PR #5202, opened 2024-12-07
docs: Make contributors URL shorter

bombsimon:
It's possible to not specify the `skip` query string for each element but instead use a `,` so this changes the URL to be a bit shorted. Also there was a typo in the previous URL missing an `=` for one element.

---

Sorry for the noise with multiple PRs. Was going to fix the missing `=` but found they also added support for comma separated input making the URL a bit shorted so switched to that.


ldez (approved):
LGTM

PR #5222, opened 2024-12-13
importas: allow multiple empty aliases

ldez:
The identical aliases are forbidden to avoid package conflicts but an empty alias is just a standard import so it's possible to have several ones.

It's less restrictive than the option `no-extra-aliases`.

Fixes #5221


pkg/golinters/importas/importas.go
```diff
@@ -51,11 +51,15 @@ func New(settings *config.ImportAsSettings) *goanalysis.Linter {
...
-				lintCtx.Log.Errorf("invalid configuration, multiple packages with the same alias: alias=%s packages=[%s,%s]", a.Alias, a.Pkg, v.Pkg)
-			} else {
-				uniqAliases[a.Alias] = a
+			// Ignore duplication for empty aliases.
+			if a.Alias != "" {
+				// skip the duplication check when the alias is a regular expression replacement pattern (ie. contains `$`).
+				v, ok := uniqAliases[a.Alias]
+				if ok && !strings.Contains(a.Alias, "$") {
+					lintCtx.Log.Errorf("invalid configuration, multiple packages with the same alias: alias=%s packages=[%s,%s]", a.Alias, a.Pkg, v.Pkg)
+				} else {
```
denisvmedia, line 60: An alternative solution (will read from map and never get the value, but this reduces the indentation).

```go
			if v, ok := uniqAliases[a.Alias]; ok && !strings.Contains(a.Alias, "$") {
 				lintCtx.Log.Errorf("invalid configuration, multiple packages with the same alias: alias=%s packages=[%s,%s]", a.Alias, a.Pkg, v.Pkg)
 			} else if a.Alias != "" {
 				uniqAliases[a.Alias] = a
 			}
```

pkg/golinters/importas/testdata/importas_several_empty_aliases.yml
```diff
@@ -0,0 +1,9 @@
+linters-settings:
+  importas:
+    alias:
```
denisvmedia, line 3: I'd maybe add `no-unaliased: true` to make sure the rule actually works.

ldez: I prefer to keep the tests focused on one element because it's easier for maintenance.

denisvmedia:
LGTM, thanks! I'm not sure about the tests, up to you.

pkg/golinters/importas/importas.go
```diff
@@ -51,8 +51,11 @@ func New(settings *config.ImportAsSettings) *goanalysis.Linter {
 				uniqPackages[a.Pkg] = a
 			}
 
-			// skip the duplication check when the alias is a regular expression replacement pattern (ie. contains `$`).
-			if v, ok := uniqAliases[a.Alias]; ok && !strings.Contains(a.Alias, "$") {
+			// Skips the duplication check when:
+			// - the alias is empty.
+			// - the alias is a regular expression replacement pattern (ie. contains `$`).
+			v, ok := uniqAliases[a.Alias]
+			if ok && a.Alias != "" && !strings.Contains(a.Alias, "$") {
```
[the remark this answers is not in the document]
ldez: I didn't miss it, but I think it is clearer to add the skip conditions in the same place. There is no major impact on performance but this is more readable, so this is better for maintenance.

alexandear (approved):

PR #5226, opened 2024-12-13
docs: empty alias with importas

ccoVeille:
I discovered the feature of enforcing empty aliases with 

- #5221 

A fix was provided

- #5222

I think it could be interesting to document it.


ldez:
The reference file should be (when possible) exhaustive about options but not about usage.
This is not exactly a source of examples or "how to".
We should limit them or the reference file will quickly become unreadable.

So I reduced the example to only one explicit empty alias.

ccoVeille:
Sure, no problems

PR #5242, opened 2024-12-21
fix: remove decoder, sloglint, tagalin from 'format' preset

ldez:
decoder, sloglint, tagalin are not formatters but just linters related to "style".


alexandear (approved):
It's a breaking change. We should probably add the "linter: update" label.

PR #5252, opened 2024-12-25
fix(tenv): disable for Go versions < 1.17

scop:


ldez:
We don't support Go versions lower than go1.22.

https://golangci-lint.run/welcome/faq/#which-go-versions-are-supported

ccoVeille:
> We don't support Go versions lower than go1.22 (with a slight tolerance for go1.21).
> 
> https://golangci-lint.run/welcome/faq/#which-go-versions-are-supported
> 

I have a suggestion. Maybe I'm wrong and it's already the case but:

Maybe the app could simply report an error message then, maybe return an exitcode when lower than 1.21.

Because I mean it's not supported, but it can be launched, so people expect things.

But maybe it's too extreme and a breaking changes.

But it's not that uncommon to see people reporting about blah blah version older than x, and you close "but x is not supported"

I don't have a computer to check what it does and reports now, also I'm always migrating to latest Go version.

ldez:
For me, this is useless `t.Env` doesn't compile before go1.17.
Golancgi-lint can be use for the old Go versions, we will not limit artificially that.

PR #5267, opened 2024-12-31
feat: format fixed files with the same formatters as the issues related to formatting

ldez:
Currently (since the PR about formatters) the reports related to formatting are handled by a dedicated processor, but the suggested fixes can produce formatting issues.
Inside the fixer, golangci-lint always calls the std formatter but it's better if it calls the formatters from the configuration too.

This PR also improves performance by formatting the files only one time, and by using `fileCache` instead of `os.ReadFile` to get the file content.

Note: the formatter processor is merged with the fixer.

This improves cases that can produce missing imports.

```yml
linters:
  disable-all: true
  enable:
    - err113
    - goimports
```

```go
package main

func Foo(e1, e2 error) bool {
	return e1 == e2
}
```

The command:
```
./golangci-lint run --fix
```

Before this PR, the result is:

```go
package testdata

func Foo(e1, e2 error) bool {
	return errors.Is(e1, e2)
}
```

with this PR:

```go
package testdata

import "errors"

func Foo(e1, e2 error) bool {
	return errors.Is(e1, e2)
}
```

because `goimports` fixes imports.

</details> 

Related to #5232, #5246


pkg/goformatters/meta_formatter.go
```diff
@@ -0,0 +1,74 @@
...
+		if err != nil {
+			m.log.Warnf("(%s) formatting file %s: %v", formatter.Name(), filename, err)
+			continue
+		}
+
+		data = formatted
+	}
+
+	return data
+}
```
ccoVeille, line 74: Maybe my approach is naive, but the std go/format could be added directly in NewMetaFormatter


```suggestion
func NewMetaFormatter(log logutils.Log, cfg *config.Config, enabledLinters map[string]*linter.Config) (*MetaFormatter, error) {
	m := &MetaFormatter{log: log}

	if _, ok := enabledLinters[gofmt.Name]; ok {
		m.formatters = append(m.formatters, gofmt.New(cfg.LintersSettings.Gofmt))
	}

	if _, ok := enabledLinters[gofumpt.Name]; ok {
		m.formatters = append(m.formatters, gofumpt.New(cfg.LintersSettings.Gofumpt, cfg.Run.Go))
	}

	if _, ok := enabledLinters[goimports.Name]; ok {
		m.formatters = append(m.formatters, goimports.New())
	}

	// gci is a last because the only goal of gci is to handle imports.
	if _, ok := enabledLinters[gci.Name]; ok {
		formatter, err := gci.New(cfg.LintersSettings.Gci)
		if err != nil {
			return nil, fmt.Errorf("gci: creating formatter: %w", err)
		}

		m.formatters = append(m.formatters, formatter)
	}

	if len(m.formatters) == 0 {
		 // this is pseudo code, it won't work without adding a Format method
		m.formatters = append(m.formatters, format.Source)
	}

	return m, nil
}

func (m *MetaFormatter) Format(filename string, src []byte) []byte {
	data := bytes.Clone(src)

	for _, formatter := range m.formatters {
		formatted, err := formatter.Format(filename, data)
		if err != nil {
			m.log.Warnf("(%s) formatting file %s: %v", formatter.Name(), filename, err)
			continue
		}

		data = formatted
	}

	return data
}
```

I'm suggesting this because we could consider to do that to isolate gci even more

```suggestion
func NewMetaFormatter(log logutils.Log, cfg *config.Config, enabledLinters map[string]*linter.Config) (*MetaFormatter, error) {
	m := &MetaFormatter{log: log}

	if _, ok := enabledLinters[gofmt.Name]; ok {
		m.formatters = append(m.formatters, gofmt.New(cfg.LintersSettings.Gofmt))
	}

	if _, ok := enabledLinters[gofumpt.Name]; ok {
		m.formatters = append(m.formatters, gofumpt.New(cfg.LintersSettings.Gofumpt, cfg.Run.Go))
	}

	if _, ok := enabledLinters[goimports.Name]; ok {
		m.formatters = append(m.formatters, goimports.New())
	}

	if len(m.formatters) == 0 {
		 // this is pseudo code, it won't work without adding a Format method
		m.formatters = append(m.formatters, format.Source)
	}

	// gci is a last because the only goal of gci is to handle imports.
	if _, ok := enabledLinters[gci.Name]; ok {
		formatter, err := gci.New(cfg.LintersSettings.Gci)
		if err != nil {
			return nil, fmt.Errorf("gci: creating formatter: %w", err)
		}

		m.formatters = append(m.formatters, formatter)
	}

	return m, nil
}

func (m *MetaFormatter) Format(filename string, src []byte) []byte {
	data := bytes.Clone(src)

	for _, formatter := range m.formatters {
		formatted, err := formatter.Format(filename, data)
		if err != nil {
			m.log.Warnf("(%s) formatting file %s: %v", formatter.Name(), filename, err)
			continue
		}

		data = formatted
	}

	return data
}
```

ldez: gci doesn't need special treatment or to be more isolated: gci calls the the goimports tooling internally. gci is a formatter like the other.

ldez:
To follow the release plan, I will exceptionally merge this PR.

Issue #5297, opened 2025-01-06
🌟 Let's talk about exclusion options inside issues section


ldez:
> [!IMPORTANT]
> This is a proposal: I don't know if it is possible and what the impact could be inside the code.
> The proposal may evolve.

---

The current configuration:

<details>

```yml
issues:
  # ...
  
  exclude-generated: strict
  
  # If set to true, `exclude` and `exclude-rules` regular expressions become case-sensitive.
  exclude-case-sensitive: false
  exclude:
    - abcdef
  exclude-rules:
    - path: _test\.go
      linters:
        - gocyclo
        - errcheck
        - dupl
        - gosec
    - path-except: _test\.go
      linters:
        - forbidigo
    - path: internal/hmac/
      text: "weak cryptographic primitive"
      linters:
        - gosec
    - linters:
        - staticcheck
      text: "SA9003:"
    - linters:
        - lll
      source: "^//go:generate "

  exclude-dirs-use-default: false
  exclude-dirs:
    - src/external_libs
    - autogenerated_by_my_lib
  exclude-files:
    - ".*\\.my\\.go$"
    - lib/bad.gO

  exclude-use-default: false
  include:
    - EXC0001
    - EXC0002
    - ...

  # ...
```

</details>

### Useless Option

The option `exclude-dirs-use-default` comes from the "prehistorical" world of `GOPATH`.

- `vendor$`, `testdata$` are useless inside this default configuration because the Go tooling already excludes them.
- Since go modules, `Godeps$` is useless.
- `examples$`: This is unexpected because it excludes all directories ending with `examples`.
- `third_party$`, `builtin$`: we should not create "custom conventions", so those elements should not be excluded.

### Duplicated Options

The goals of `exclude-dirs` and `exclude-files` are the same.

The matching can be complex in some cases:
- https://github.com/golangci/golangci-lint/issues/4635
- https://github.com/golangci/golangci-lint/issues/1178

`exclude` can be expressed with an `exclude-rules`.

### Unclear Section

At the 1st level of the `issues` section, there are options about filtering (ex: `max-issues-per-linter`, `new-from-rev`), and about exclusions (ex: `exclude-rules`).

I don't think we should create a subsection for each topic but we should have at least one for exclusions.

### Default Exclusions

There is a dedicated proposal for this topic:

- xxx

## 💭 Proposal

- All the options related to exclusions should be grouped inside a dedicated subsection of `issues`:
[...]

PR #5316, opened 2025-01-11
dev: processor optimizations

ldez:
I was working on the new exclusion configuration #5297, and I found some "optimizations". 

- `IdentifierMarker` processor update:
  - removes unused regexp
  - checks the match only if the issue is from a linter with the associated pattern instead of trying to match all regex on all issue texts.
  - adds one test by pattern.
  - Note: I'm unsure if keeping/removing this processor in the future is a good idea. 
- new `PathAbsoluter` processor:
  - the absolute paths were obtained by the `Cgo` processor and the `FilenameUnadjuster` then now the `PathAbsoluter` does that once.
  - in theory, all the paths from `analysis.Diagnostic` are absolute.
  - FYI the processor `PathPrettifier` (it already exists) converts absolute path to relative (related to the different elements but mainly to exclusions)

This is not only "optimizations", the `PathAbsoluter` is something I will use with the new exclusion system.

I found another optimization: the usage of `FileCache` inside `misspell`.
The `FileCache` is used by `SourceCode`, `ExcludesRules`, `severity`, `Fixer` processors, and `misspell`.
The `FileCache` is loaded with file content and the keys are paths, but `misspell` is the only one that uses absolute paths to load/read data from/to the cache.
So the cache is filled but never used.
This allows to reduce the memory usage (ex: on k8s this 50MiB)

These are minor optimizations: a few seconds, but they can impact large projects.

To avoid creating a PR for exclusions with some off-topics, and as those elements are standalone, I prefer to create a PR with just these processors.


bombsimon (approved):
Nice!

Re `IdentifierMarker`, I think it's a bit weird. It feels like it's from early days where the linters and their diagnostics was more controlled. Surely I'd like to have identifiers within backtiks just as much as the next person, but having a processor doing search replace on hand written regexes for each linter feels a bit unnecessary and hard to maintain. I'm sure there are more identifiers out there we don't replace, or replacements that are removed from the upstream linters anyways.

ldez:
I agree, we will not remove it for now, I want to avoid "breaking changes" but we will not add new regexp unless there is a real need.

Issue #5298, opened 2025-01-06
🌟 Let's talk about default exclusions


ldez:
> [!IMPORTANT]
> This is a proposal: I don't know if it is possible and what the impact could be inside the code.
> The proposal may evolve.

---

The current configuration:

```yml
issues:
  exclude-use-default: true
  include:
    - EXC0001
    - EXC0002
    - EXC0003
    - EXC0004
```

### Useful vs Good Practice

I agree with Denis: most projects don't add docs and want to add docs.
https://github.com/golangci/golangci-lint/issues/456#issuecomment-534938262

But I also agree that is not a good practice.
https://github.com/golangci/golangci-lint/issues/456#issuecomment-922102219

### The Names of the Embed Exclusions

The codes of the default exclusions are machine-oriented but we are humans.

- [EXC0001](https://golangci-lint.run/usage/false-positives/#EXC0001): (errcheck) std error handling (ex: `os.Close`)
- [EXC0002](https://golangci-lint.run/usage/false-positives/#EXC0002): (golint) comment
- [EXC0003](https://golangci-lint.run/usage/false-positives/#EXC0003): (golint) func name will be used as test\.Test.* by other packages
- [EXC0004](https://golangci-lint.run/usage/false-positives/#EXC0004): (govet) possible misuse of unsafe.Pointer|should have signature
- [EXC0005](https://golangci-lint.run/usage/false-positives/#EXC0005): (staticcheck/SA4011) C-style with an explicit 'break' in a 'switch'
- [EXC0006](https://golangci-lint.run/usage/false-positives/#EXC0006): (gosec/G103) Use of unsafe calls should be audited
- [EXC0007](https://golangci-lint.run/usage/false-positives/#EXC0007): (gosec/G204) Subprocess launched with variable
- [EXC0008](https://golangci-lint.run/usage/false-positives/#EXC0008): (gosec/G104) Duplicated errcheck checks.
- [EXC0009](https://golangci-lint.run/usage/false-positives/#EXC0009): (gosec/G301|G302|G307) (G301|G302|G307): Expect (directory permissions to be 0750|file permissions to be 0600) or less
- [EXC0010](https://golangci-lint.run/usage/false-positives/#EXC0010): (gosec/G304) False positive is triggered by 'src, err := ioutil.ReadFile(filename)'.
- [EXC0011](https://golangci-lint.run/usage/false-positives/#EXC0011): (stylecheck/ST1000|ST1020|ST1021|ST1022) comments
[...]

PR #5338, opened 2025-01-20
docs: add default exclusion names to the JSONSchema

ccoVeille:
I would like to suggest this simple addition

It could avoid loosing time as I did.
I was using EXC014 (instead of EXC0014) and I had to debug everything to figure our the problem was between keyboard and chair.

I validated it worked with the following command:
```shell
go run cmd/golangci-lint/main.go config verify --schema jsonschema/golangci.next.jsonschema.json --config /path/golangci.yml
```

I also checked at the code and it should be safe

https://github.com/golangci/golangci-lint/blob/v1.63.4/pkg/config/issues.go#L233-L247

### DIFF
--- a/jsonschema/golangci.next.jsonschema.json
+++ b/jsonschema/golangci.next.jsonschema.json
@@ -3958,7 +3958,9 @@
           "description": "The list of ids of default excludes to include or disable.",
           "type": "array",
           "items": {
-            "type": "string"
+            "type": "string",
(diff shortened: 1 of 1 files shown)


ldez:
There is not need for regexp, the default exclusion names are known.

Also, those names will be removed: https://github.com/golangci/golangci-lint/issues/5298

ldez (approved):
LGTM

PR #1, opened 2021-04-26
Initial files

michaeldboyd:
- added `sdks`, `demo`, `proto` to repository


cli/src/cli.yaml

════════════════════

Give only the number of lines in the data that hold the word "want".

2